Sum of elements preceding records in set partitions
Walaa Asakly, Noor Kezil
TL;DR
The paper studies the statistic sume on set partitions of [n], defined as the total sum of all elements preceding records across blocks in the canonical sequential form. It develops an ordinary generating-function framework, introducing P_{k,a}(x,q) and P_k(x,q) with explicit product forms, and derives exact expressions for the total sume over partitions with exactly k blocks: sum_{pi in P_{n,k}} sume(pi) = S_{n,k} sum_{a=1}^{k} a(a-1)/2 + sum_{i=1}^{k-1} ((k-i) i (i+1)/2 sum_{j=1}^{n-k} S_{n-j,k} i^{j-1}).
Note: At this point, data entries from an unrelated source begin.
PR #11092, opened 2015-05-29
Change how ExecutionPolicy is set for running remote scripts 

cchurch:
... so arguments passed via splatting work again.

Fixes this integration test that was failing:

https://github.com/ansible/ansible/blob/devel/test/integration/roles/test_win_script/tasks/main.yml#L49


jhawkesworth:
+1 

All integration tests run through for me now
Ansible controller: Ubuntu 12.04
Target hosts: 1 \* Windows Server 2012 R2 Standard

jhawkesworth:
hmm, sure this didn't contain merge conflicts when I tested it.

cchurch:
Implemented by #11719 instead.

It then aggregates to the total over all partitions: sum_{pi in P_n} sume(pi) = (1/3) B_{n+3} - (1/4) B_{n+2} - ((1/2)n+13/12) B_{n+1} - (1/12 + (1/2)n) B_n, and derives the asymptotic estimate sum ~ B_n n^3 / r^3 (1 + r/n) with r solving r e^r = n+1.
Abstract
In this paper, we aim to derive an explicit formula for the total number of elements preceding records over all set partitions of $[n]$ with exactly $k$ blocks, as well as an asymptotic estimate for the total sum of elements preceding records in all set partitions of $[n]$, expressed in terms of Bell numbers. To achieve this, we analyze the generating function that enumerates set partitions of $[n]$ according to this statistic, which we denote by $\sumelements$.